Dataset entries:
= = = =

PR #194, opened 2022-06-15
WorkflowUpdate and attendant types

mmcshane:
**What changed?**
Adds the WorkflowService.UpdateWorkflow RPC

**Why?**
New feature

**How did you test it?**
`make proto`

**Potential risks**


temporal/api/history/v1/message.proto
```diff
@@ -687,6 +709,9 @@ message HistoryEvent {
         SignalExternalWorkflowExecutionFailedEventAttributes signal_external_workflow_execution_failed_event_attributes = 43;
         ExternalWorkflowExecutionSignaledEventAttributes external_workflow_execution_signaled_event_attributes = 44;
         UpsertWorkflowSearchAttributesEventAttributes upsert_workflow_search_attributes_event_attributes = 45;
+        UpdateWorkflowReceivedEventAttributes update_workflow_received_event_attributes = 46;
```
cretz, line 712: Before the worker receives this event, is it visible during normal client get history requests? And is this event removed from the history if the worker does _not_ accept it?

If the answers are "yes" and "yes", is this the first non-reset time we are rewriting past history?

temporal/api/workflowservice/v1/request_response.proto
```diff
@@ -950,3 +953,43 @@ message ListSchedulesResponse {
...
+    // Headers that are returned from the update to the processing workflow
+    temporal.api.common.v1.Header header = 1;
+    // An opaque token that can be used to retrieve the update result via
+    // polling if it is not returned as part of the gRPC response
+    string update_token = 2;
+    // The success or failure status of the update
+    oneof result {
+        temporal.api.success.v1.Success success = 3;
+        temporal.api.failure.v1.Failure failure = 4;
+    }
```
cretz, line 994: On query failure we let that be a gRPC failure (unless it's a query rejection). Do we not want that to be the case here too?

temporal/api/success/v1/message.proto
```diff
@@ -0,0 +1,38 @@
...
+option go_package = "go.temporal.io/api/success/v1;success";
+option java_package = "io.temporal.api.success.v1";
+option java_multiple_files = true;
+option java_outer_classname = "MessageProto";
+option ruby_package = "Temporal::Api::Success::V1";
+option csharp_namespace = "Temporal.Api.Success.V1";
+
+import "temporal/api/common/v1/message.proto";
+
+message Success {
```
cretz, line 36: I assume this is a whole separate object because you think there may be more than just payloads in the future? Instead of a whole new generic "success" package and object that is only used in one place, maybe a `temporal.api.update.v1.WorkflowUpdateResponse` would be more tailored to the future use of this. Otherwise, if this is gonna remain generic, there probably won't be any extra fields ever added for "all successes" that won't be in the actual API response.

temporal/api/update/v1/message.proto
```diff
@@ -0,0 +1,39 @@
...
+option go_package = "go.temporal.io/api/update/v1;update";
+option java_package = "io.temporal.api.update.v1";
+option java_multiple_files = true;
+option java_outer_classname = "MessageProto";
+option ruby_package = "Temporal::Api::Update::V1";
+option csharp_namespace = "Temporal.Api.Update.V1";
+
+import "temporal/api/common/v1/message.proto";
+
+message WorkflowUpdate {
```
cretz, line 36: So I noticed signal name and input we just put in the gRPC request, but query name and input _and_ headers we put in a separate object in a separate package. Here we are putting name and input in a separate object but headers in the gRPC request. Any reason why not headers here instead?

temporal/api/workflowservice/v1/request_response.proto
```diff
@@ -950,3 +953,43 @@ message ListSchedulesResponse {
...
+message UpdateWorkflowRequest {
+    // Headers that are passed with the update to the processing workflow.
+    // These can include things like auth or tracing tokens.
+    temporal.api.common.v1.Header header = 1;
+
+    // A unique token for this logical request
+    string request_id = 2;
+
+    // The manner in which the update result will be accessed
+    temporal.api.enums.v1.UpdateWorkflowResultAccessStyle result_access_style = 3;
```
cretz, line 968: Can you clarify what happens if left to default/unset?

temporal/api/enums/v1/update.proto
```diff
@@ -0,0 +1,40 @@
...
+option go_package = "go.temporal.io/api/enums/v1;enums";
+option java_package = "io.temporal.api.enums.v1";
+option java_multiple_files = true;
+option java_outer_classname = "UpdateProto";
+option ruby_package = "Temporal::Api::Enums::V1";
+option csharp_namespace = "Temporal.Api.Enums.V1";
+
+enum UpdateWorkflowResultAccessStyle {
+    UPDATE_WORKFLOW_RESULT_ACCESS_STYLE_UNSPECIFIED = 0;
+    UPDATE_WORKFLOW_RESULT_ACCESS_STYLE_PREFER_INLINE = 1;
```
cretz, line 36: If it's a simple description, just to help me out, can you clarify when "prefer inline" turns to "poll" and what the response looks like there? I see no timeout on the update workflow to affect this.

Or, is the absence of a separate call for "poll workflow update" mean that this doesn't have value yet?

temporal/api/workflowservice/v1/request_response.proto
```diff
@@ -950,3 +953,43 @@ message ListSchedulesResponse {
...
+    // arguments to pass to said function.
+    temporal.api.update.v1.WorkflowUpdate update = 7;
+}
+
+message UpdateWorkflowResponse {
+    // Headers that are returned from the update to the processing workflow
+    temporal.api.common.v1.Header header = 1;
+    // An opaque token that can be used to retrieve the update result via
+    // polling if it is not returned as part of the gRPC response
+    string update_token = 2;
```
cretz, line 989: I assume "poll" is a not-yet-present API call coming in the future?

cretz (commented):
Sorry if I wasn't supposed to review yet! (I know my name wasn't added, but figured I'd give feedback anyways).

Also, where are the "commands"? Are they coming later?

temporal/api/enums/v1/update.proto
Sushisource: +1 to some docstrings on these bad boys

temporal/api/success/v1/message.proto
mmcshane: Just need a sanely-named type to serve as the other side of a Failure object in an `anyof`. For me, the Success and Failure types would ideally have been in a `result` package (or similar) but we decided to follow the established pattern. Going forward, `anyof { Success | Failure }` will be the expected style for tunneled things that can fail.

temporal/api/enums/v1/update.proto
mmcshane: Correct that only REQUIRE_INLINE will be supported in the first drop.

I'm just going to remove the other two values for the time being to decrease noise.

temporal/api/workflowservice/v1/request_response.proto
mmcshane: This is correct.

mmcshane:
> [...] where are the "commands"? Are they coming later?

Yes, first drop will just be external fast-path invocations (i.e. gRPC clients, not workflow-to-workflow) so commands are not needed yet.

temporal/api/history/v1/message.proto
cretz: No prob, if I as a user can't get it from history until it's legitimately accepted then my concerns are alleviated.

temporal/api/workflowservice/v1/request_response.proto
cretz: Makes perfect sense to me to have worker error be represented as a failure here. It might be worth documenting when you get a gRPC failure vs when you get a gRPC success + failure in response.

temporal/api/success/v1/message.proto
cretz: > Just need a sanely-named type to serve as the other side of a Failure object in an anyof.

I think this sane name can be the field name, it doesn't have to be the message name. Not convinced we need this single message wrapper here.

cretz:
> Yes, first drop will just be external fast-path invocations (i.e. gRPC clients, not workflow-to-workflow) so commands are not needed yet.

I would think it'd need commands no matter what. How does a worker provide a response for an update back to the server?

temporal/api/workflowservice/v1/request_response.proto
alexshtin: Another open question here is if we need new failure info for this or not. Update handler code need to have an ability to indicate that server shouldn't persist the update reject. It means that server needs to be aware of it similar to `NonRetryable` field in `ApplicationFailureInfo`. I see two options:
1. add something like `UpdateWorkflowFailureInfo` (with corresponding error/exception in all SDKs), or
2. add `SkipPersistence` (or better name) field to `AppicationFailureInfo`.

I like well defined separate failure info (1) more, but it might be more confusing for users (update handler authors) that some specific error must be returned to indicate `SkipPersistence` behaviour. With option (2) we can just add one more `ApplicationError` constructor and leave it `false` by default.

cretz: > So ideally, serviceerror.QueryFailed shouldn't exist but QueryWorkflowResponse should have failure field on it.

If query failed _only_ represents the actual error from query handler the worker I agree. Otherwise, all other failures should remain gRPC failures. I think everyone's on the same page here. I think we just need to document gRPC failure vs gRPC success + response failure.

> Another open question here is if we need new failure info for this or not. [...]

I was under the impression from the SDK side that the side-effect-free "update validator" that is _optional_ and runs _prior_ to the actual update would tell whether the worker rejects the update pre-persistence. I don't think, at least from the SDK POV, that we should combine the pre-process-update/validate code and the process-update code for multiple reasons:

1. The pre-process code must be side effect free and it can be hard for users to properly do that if you're asking them "just make sure you don't do side effects until _after_ you've returned this special kind of error"
2. Many users, myself included, will probably never have pre-process code. We don't for signals and it works just fine for almost everyone.
3. Having an update handler have essentially three return choices of no-persist error, persist error, and persist success is confusing.

temporal/api/success/v1/message.proto
mmcshane: I think the "symmetry" was in the ability to add fields to the value being used. We can add to Failure but not really to Payloads. It still feels strange to me to have a a typed and future-extensible value on the failure side and effectively "whatever" on the success side (fully admitting that `success.v1.Success` is also weird but at least consistent with how Failure is defined). But I can take a hint - I'll remove the `success.v1.Success` and drop this field to `Payloads`

temporal/api/workflowservice/v1/request_response.proto
mmcshane: > I was under the impression from the SDK side that the side-effect-free "update validator" that is optional and runs prior to the actual update would tell whether the worker rejects the update pre-persistence.

The requirement for SDKs is that it be _possible_ to indicate a side-effect-free rejection and request that the update (and rejection) not be persisted. What you describe is one way of achieving that but it's not the only way. There are SDK owners who dislike the two-function approach.

When update rejection is transmitted back to the server, we definitely need a skip/dont-skip flag for persistence in that communication.

cretz: True, but the comment I was responding to was talking about handler authors and error constructors and such.

From the pure API POV, I can reserve comment until the command-side appears (I assume that's a separate PR?).

temporal/api/workflowservice/v1/request_response.proto
```diff
@@ -995,3 +997,38 @@ message GetWorkerBuildIdOrderingResponse {
...
+}
+
+message UpdateWorkflowResponse {
+    // An opaque token that can be used to retrieve the update result via
+    // polling if it is not returned as part of the gRPC response
+    string update_token = 1;
+    // The success or failure status of the update
+    oneof result {
+        temporal.api.common.v1.Payloads success = 2;
+        temporal.api.failure.v1.Failure failure = 3;
```
cretz, line 1032: Similar to how it should be in command response, I think it's good to separate non-persisted rejection from persisted failure, even if we don't care in the SDK. Can change this and the SDK to have a third result field of `temporal.api.failure.v1.Failure rejection` or can use that enum.

temporal/api/workflowservice/v1/request_response.proto
```diff
@@ -995,3 +997,38 @@ message GetWorkerBuildIdOrderingResponse {
...
+
+    // The name under which the workflow update function is registered and the
+    // arguments to pass to said function.
+    temporal.api.update.v1.WorkflowUpdate update = 6;
+}
+
+message UpdateWorkflowResponse {
+    // An opaque token that can be used to retrieve the update result via
+    // polling if it is not returned as part of the gRPC response
+    string update_token = 1;
```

= = = =

**What you are asked to do**
Within the entries, find all lines that contain "persisted" and copy each one.

**Answer space**
The requirement for SDKs is that it be _possible_ to indicate a side-effect-free rejection and request that the update (and rejection) not be persisted. What you describe is one way of achieving that but it's not the only way. There are SDK owners who dislike the two-function approach.
cretz, line 1032: Similar to how it should be in command response, I think it's good to separate non-persisted rejection from persisted failure, even if we don't care in the SDK. Can change this and the SDK to have a third result field of `temporal.api.failure.v1.Failure rejection` or can use that enum.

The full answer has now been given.